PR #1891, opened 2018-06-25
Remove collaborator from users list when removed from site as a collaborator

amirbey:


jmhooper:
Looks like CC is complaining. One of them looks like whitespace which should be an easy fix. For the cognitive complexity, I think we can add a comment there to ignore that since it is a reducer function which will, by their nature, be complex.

########################################

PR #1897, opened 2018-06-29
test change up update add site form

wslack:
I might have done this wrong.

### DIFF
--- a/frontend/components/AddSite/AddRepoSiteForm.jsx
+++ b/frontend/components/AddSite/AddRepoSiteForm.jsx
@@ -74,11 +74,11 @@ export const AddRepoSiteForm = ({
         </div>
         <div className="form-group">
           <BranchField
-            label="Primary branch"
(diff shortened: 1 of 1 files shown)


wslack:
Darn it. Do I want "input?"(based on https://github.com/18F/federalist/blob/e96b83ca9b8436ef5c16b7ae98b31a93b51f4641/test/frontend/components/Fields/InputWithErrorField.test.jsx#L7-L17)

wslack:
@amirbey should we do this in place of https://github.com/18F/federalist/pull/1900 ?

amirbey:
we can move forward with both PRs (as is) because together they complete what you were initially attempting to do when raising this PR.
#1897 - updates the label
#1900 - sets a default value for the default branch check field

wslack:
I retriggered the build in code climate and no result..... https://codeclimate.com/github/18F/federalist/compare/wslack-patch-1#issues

########################################

Your answer should be each line from the entries that includes the string "this".

Response to the task =>
I might have done this wrong.
@amirbey should we do this in place of https://github.com/18F/federalist/pull/1900 ?
we can move forward with both PRs (as is) because together they complete what you were initially attempting to do when raising this PR.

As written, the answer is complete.